Q: You’ve been working with (costume designer) Colleen Atwood for so long. Do you even have to discuss it with her anymore?

A: I don’t like to talk, that’s true. But also at the same time, with people that you’ve worked with time and time again, you never want to get complacent. And it’s a two way street; we would never go, ‘Do that like you did on the other thing.’ But this goes way back. I could do a little sketch and she gets it. I think in any artistic collaboration, you’re always trying to think about not doing the same thing.

Q: You filmed a portion of this movie in Florida. Is that your first time shooting there since Edward Scissorhands?

A: Yes. In fact I visited the neighbourhood there, and the thing that struck me the most was that the trees were like 50 feet tall. That made me feel really old. You go to this neighbourhood and don’t recognise it. It’s a funny place, Florida. But that was in the book, so I didn’t make that one up.

Q: That segment was with Terrence Stamp who plays Abraham, Jake’s grandfather. How was that?
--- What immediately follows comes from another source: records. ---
PR #10319, opened 2026-05-17
Add cmd timeout, error detection and syslog logging to wireguard re-r…

deajan:
Refactor DNS re-resolution script to improve logging and command execution, make it generally more reliable, add proper exit code, and make it portable for use in other projects (tested in OPNSense 26.1 and RHEL9 so far)

**Important notices**

- [X] I opened an issue first for non-trivial changes and linked it below (not applicable)

**Describe the problem**

I'm currently investigating issues with wireguard where after a WAN drop, wireguard never reconnects (handshake becomes stale) unless I restart the service on local or remote OPNsense side.

This PR adds stderr capture to the commands, adds a timeout in case a subprocess command gets stuck, and adds generic  (rotated) logging for optional debugging purposes, catches all possible errors and logs them.
It is a first step into diagonsis of what actually happens with wireguard not reconnecting.

@AdSchellevis Please let me know if I'm out of line with this.
~~I would also like to add an optional "restart service" action when handshake is stale and updating resolved FQDN don't fix the issue, but that's too broad for a diagnostic right now.~~

### DIFF
--- a/src/opnsense/scripts/wireguard/reresolve-dns.py
+++ b/src/opnsense/scripts/wireguard/reresolve-dns.py
@@ -1,31 +1,30 @@
 #!/usr/local/bin/python3
 
 """
-Copyright (c) 2023-2026 Ad Schellevis <ad@opnsense.org>
-All rights reserved.
+    Copyright (c) 2023-2026 Ad Schellevis <ad@opnsense.org>
+    All rights reserved.
 
-Redistribution and use in source and binary forms, with or without
-modification, are permitted provided that the following conditions are met:
+    Redistribution and use in source and binary forms, with or without
+    modification, are permitted provided that the following conditions are met:
 
-1. Redistributions of source code must retain the above copyright notice,
- this list of conditions and the following disclaimer.
+    1. Redistributions of source code must retain the above copyright notice,
+     this list of conditions and the following disclaimer.
 
-2. Redistributions in binary form must reproduce the above copyright
- notice, this list of conditions and the following disclaimer in the
- documentation and/or other materials provided with the distribution.
+    2. Redistributions in binary form must reproduce the above copyright
+     notice, this list of conditions and the following disclaimer in the
+     documentation and/or other materials provided with the distribution.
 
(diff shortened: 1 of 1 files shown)


AdSchellevis:
I don't mind adding some logging as mentioned earlier, but do mind using our production codebase to hunt some unspecified issue. 

Adding logging usually costs a couple of lines of code, easy to review without further impact.

deajan:
In this PR I did remove everythnig not logging/error catching related.

Just adding some log lines somewhere won't make the code bullet proof, since the whole script would exit without any logging on first error.

The only reason why there are many modified lines is indentation from the fact that previous code wasn't wrapped into functions. The wrapping makes it easier to implement error detection and logging IMO, and is generally considered a best practice.

The only actual code part I refactored here is the subprocess call, which I made into a separate function in order to avoid duplicating error catching code if subprocess call fails.

The full logic of your initial code is kept the same.
Isn't that good enough ?

AdSchellevis:
It's probably best to start with a ticket briefly describing the problem we do want to solve, this whole PR feels like sending a rocket to the moon..... 

If the script errors and exits without sending the message out, that's probably a parameter on `subprocess` to set, if the underlaying command has issues (which causes it not to exit), we need to understand the criteria under which that happens so we can assess what need fixing. Reading your code leads to a lot of questions, for which we simply have no supporting tickets pointing into a specific direction. 

I do understand your journey trying to fix your issue, but at the end of the day simplicity almost always wins over complexity, which makes it even more important to understand why changes are needed (and which bells and whistles are simply irrelevant).

Wrapping a function around the usual `if __name__ == '__main__':` isn't a problem, but adding more glue than functional code certainly is (and by all means has nothing to do with best practices....).

Long story short, let's start with a problem instead of a solution.....

deajan:
Basically I'm trying to solve why wireguard does not reconnect at times, hence I need the logging and error handling.

But okay, I see your point. I will leave this PR as is for now, manually keep my version of the script on my OPNsense instances until I get some logs, so I get to open a ticket with a description better than "it doesn't work sometimes" ;)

A: When I first met him, he was talking about when he did the Fellini film, The Spirits of the Dead, and I just sat there listening to him for like two hours. You gain so much from these people. It’s just such an honour, and it’s one of the perks of it that you get to meet people that you really admire and then see them in action.

Q: And you filmed in Cornwall – that’s quite a road movie, Florida and Cornwall…

A: Yes, we did Cornwall, Blackpool, Florida, Belgium – all the hotspots (laughs).